Percentage (%) responses in mechanical head withdrawal threshold (MHWT) to a von Frey filament following PPC-induced inflammation in the mouse masseter muscle at d0, d0.25, d1, d2 and d7.
[n = 5–9 mice/group; #p≤0.01 compared to all test groups; **p = 0.001 compared to [EUK-134 vehicle/NS] and [EUK-134 (10 nmol)/NS] groups; *p = ≤0.01 compare to [EUK-134 (10 nmol)/NS] on d1 and d7 [2-way ANOVA (group and time)/Fisher’s PLSD post hoc test].
Figure 8.
A representative masseter TLR4 expression levels in different treatment groups (A) at d7 after treatments with EUK-134 (10 nmol/mouse), NS and/or PPC (250 pmol/mouse).
The histograms (B) represent the optical density (OD) ratios of TLR4 immunoblot signals normalized to those of β-actin from the same test groups.
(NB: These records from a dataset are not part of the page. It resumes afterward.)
PR #4910, opened 2019-12-01
fix: comment eslint disable in cypress config

cexbrayat:
The current cypress config has a global eslint-disable:

typescript
```
/* eslint-disable import/no-extraneous-dependencies, global-require, arrow-body-style */
// const webpack = require('@cypress/webpack-preprocessor')
```

But this assumes that `eslint-import-plugin` is present, whereas this is only true when the selected preset is the Airbnb one.
In other cases, this fails `yarn lint` right away with:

The numbers in parenthesis in (B) are related to the immuno-blot signals in (A) [n = 5–6 mice/group; *p ≤ 0.01 compared with [EUK-134 (10 nmol)/NS]- and [EUK-134 vehicle/NS]-treated group; +p = 0.05 versus [EUK-134 vehicle/PPC] [1-way ANOVA/Fisher’s PLSD post hoc test].
Figure 9.
Masseter muscle tissue levels of (A) TNFα and (B) IL-1β at d7 following different treatments.
Values were normalized to total tissue protein levels. [n = 5–6 mice/group; *p≤0.01, **p≤0.001 compared with [EUK-134(10 nmol/mouse)/PPC]-treated group for each cytokine.